2. Puck fields. Evidence of lines and marks in the circular playing field, as well as a raised balcony wall to catch stray pucks. A storage coffer contains a couple stone pucks, ruined wicker armor, and a pair vibrant red athletic shoes stamped with golden hoopoe designs. They are boots of travelling and leaping.
3. Vacant mastabas. Sloped-walled tombs. Each has a secret door, a panel that slides away when pressed, and one has started to deteriorate, showing the seam of the passage. Within each mastaba are warrior statues, funeral urns, and little else.

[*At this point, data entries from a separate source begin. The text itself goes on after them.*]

PR #653, opened 2025-11-17
Schedule fixes

### LINKED ISSUE #600: Schedules can't process long AI requests
**Describe the bug**
When using the schedule feature to "debounce" processing some async workflow, the execution is limited to only 30s, or it'll fail with:

```
IoContext timed out due to inactivity; waitUntil tasks were canceled without completing.
```

It happens as we have to `void` a promise instead of `await` it in the scheduled function, as otherwise it fails because of the limit of `blockConcurrencyWhile`:

```
A call to blockConcurrencyWhile() in a Durable Object waited for too long. The call was canceled and the Durable Object was reset.
```

**Expected behavior**
I'm not sure how to work around this problem; it looks like removing `blockConcurrencyWhile` might help, but I'm not sure.

**Version:**
We are using a old version 0.0.76, but it also happens when upgrading to latest version `0.2.17`.

### LINKED ISSUE #616: Impossible to fully delete agent via a schedule
**Describe the bug**
I'm having difficulty deleting an agent after a period of inactivity. The root cause of this appears to be that  await this.ctx.storage.deleteAlarm(); is not always (maybe usually) respected when the object is subsequently immediately evicted with an untrappable exeption (due to .abort()).

What I'm seeing is that in my schedule handler I call .destroy(), which as advertised, deletes the DO and evicts. However, 2 seconds later (as per the retry docs for DO), the alarm is retried by the DO runtime, even though .destroy() clearly calls deleteAlarm().

This causes the agent to come back into existence and re-create its schema, which then will consume some (small amount) of storage. Although small, over time and many agents, these zombies will add up.

To work around this, rather than calling ".destroy()" I have my own version of the destroy method that omits the "abort()" call, so that the alarm handler won't throw and won't be retried. However this doesn't work because the "alarm()" handler uses the database to remove the executed schedule, but of course the database schema is gone once my handler deletes storage, so it throws anyway.

Possible solutions, which all I think require that the alarm handler does not throw when the object is destroyed because .deleteAlarm() appears unreliable, include:
* making the "alarm" handler in the base class not readonly, so we can wrap it with a try/catch in our implementation classes and silently ignore the "table not found" errors when trying to remove the stored schedule from a now non-existent table
* Swallowing this particular error in the base class, but returning early from the alarm handler (so that _scheduleNextAlarm isn't called which will have more errors)
* Setting a member variable "_destroyed" in the destroy call, then using that to exit the alarm handler early after the user code callback. This would also require omitting the ".abort()" call or making it optional with a parameter to .destroy().

**To Reproduce**
* Create an agent and use the api to create a schedule with a handler that calls and awaits destroy()
* Observe in the Cloudflare logs that the alarm is being retried, and thus re-constructs the DO and the schema

**Expected behavior**
Schedule callbacks that call "destroy" are not retried by the DO infrastructure

**Screenshots**

Image

**Version:**
0.2.17

**Additional context**
none

deathbyknowledge:
## `this.destroy()` in handlers

Currently, calling `this.destroy` inside a schedule won't clean up the Agent properly. There are 2 issues at play:
- `this.destroy` deletes all tables from SQLITE (and all other storage). This causes an error in the alarm handler since the `Agent` alarm tries to update the `cf_agent_schedules` table after the schedule callback is run.
- `this.ctx.abort` throws an uncatchable error to force DO eviction. When this happens inside the alarm handler the runtime attempts a re-try.

To address both, this PR:
1. Sets an in-memory flag `this.destroyed = true` from within `this.destroy` to skip SQLITE updates in the alarm handler whenever it's set.
2. Now yields `this.ctx.abort` to the event loop so we don't throw the error in the alarm handler's context. Since we're always in a single-threaded runtime we ensure that the handler completes before the `this.ctx.abort` task in the event loop is executed.
(IO ops after `this.destroy` could see `this.ctx.abort` being called before completion but adding anything after `this.destroy` is an anti-pattern anyway so I think it's fine)

Fixes #616.

## `this.ctx.blockConcurrencyWhile(...)` in constructor
Inside the `Agent` there's a manual call to `await this.alarm()` (for which we use the bCW) to run due schedules. Since we're using `this.ctx.storage.setAlarm` internally, the alarm method is called by the runtime after the constructor anyway, so we can get rid of our manual call.

So basically:
**BEFORE**: `constructor()` -> `await this.alarm()` (called manually) -> `alarm()` (called by the runtime) 
**NOW**: `constructor()` -> `alarm()` (called by the runtime) 

Fixes #600 

PS: There are 2 seemingly unrelated changes included:
1. `this._scheduleNextAlarm` wasn't taking into account schedules for **now** (e.g. `this.schedule(0, "destroy")`).
2. Set `observability = undefined` in the test DOs to reduce stdout noise.

### DIFF
--- a/.changeset/neat-beds-cheat.md
+++ b/.changeset/neat-beds-cheat.md
@@ -2,4 +2,6 @@
 "agents": patch
 ---
 
-add destroyed flag and yield ctx.abort
+Allow `this.destroy` inside a schedule by including a `destroyed` flag and yielding `ctx.abort` instead of calling it directly
+Fix issue where schedules would not be able to run for more 30 seconds due to `blockConccurencyWhile`. `alarm()` isn't manually called anymore, getting rid of the bCW.
+Fix an issue where immediate schedules (e.g. `this.schedule(0, "foo"))`) would not get immediately scheduled.
--- a/packages/agents/src/tests/alarms.test.ts
+++ b/packages/agents/src/tests/alarms.test.ts
@@ -1,6 +1,7 @@
 import { env } from "cloudflare:test";
 import { describe, expect, it } from "vitest";
 import type { Env } from "./worker";
+import { getAgentByName } from "..";
 
 declare module "cloudflare:test" {
   interface ProvidedEnv extends Env {}
@@ -8,10 +9,10 @@ declare module "cloudflare:test" {
 
 describe("scheduled destroys", () => {
   it("should not throw when a scheduled callback nukes storage", async () => {
-    const agentId = env.TestDestroyScheduleAgent.idFromName(
+    let agentStub = await getAgentByName(
+      env.TestDestroyScheduleAgent,
       "alarm-destroy-repro"
     );
-    let agentStub = env.TestDestroyScheduleAgent.get(agentId);
 
     // Alarm should fire immediately
     await agentStub.scheduleSelfDestructingAlarm();
@@ -20,7 +21,11 @@ describe("scheduled destroys", () => {
     // Let the alarm run
     await new Promise((resolve) => setTimeout(resolve, 50));
 
-    agentStub = env.TestDestroyScheduleAgent.get(agentId);
+    agentStub = await getAgentByName(
+      env.TestDestroyScheduleAgent,
+      "alarm-destroy-repro"
+    );
+
     await expect(agentStub.getStatus()).resolves.toBe("unscheduled");
   });
 });


threepointone:
📚 Documentation has been updated to reflect these changes.

**Documentation PR:** https://github.com/cloudflare/cloudflare-docs/pull/26558

The following documentation pages have been updated:
- `/agents/concepts/agent-class/` - Updated `destroy()` method documentation to note it can be safely called within scheduled tasks
- `/agents/api-reference/schedule-tasks/` - Added note about calling `destroy()` in scheduled task callbacks

The documentation now explains that when `destroy()` is called from within a schedule callback:
- An internal flag is set to skip remaining database updates
- `ctx.abort()` is yielded to the event loop to ensure clean alarm handler completion

threepointone:
Documentation has been updated to reflect this change in [cloudflare-docs#26558](https://github.com/cloudflare/cloudflare-docs/pull/26558).

threepointone:
## 📚 Documentation Updated

The documentation has been updated to reflect the changes in this PR.

**Updated documentation:**
- [Schedule tasks](/agents/api-reference/schedule-tasks/) - Added section on lifecycle management with scheduled tasks and immediate scheduling examples

**Cloudflare Docs PR:** https://github.com/cloudflare/cloudflare-docs/pull/26558

**Changes include:**
- Documentation of safe `destroy()` usage within scheduled callbacks
- Example showing immediate task scheduling (delay = 0)
- Explanation of how the Agent SDK defers destruction to ensure scheduled tasks complete successfully

---
*This comment was automatically generated by the documentation sync workflow.*

threepointone:
## Documentation Sync

📚 Documentation has been synced to cloudflare-docs

**Docs PR:** https://github.com/cloudflare/cloudflare-docs/pull/26558

### Changes synced:
- Updated `destroy()` method documentation to clarify behavior when called within scheduled tasks
- Added example showing `destroy()` working correctly in scheduled callbacks  
- Documented support for immediate schedules (0 second delay)
- Added lifecycle management section with self-destructing agent example

The documentation now reflects the fixes for calling `destroy()` in scheduled contexts and the support for immediate schedule execution.

threepointone:
Documentation for this PR has been updated in cloudflare/cloudflare-docs#26558

threepointone:
📚 Documentation update: https://github.com/cloudflare/cloudflare-docs/pull/26558

This PR documents the schedule bug fixes, including:
- Support for immediate schedule execution (delay=0)
- Safe `destroy()` calls within scheduled callbacks
- Internal implementation details (destroyed flag and event loop yielding)

.changeset/neat-beds-cheat.md
```diff
@@ -0,0 +1,5 @@
+---
+"agents": patch
+---
+
+add destroyed flag and yield ctx.abort
```
threepointone: this isn't clear, can you make it just a bit clearer what it does?

packages/agents/src/tests/alarms.test.ts
```diff
@@ -0,0 +1,26 @@
...
+declare module "cloudflare:test" {
+  interface ProvidedEnv extends Env {}
+}
+
+describe("scheduled destroys", () => {
+  it("should not throw when a scheduled callback nukes storage", async () => {
+    const agentId = env.TestDestroyScheduleAgent.idFromName(
+      "alarm-destroy-repro"
+    );
+    let agentStub = env.TestDestroyScheduleAgent.get(agentId);
```
threepointone: use getAgentByName here please? (in general we can never use a raw stab since it skips initialisation)

packages/agents/src/tests/alarms.test.ts
```diff
@@ -0,0 +1,26 @@
...
+
+    // Alarm should fire immediately
+    await agentStub.scheduleSelfDestructingAlarm();
+    await expect(agentStub.getStatus()).resolves.toBe("scheduled");
+
+    // Let the alarm run
+    await new Promise((resolve) => setTimeout(resolve, 50));
+
+    agentStub = env.TestDestroyScheduleAgent.get(agentId);
```
threepointone: here too

packages/agents/src/tests/worker.ts
```diff
@@ -144,6 +147,7 @@ export class TestEmailAgent extends Agent<Env> {
 }
 
 export class TestCaseSensitiveAgent extends Agent<Env> {
+  observability = undefined;
```
threepointone, line 150: why removing observability on all these agents?

packages/agents/src/index.ts
```diff
@@ -457,26 +458,18 @@ export class Agent<
...
-          type TEXT NOT NULL CHECK(type IN ('scheduled', 'delayed', 'cron')),
-          time INTEGER,
-          delayInSeconds INTEGER,
-          cron TEXT,
-          created_at INTEGER DEFAULT (unixepoch())
-        )
-      `;
-
-        // execute any pending alarms and schedule the next alarm
-        await this.alarm();
```
threepointone, line 477: really wish I could remember why we did this. but I'll keep an.eye out for it.

threepointone (commented):
some notes, will stamp after clarification.

.changeset/neat-beds-cheat.md
deathbyknowledge: Updated

packages/agents/src/tests/worker.ts
deathbyknowledge: They flood stdout with logs about schedules, connections etc. I've never found them particularly useful (at least in the test runs).

There's still a lot of workerd internal logs but I appreciate less noise unless others find them useful

threepointone: fair. tbh I'm very unhappy with our observability stuff anyway, I want to rip it all out.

4. Dare-tower. Wind-smoothed images of winged women stare east, forming a rest for the top of the tower. Ten Giant Hounds roost here, leaping from the scapular balconies float around the roof in the sunrise and sunset. Otherwise, they mostly sing songs in their own language and tell each other ghost stories. Doors on the roof lead to the narrow stairs that lead up to the balconies or down into the klochdi (area 13).
5. Overlooking racing court. The roof looks down three-ish stories into the racing court (area 24), encircled by a large painting of an ezizaja serpent. 1-in-6 chance a party nearing the edge will be spotted by the Giant Hounds in the Dare-Tower.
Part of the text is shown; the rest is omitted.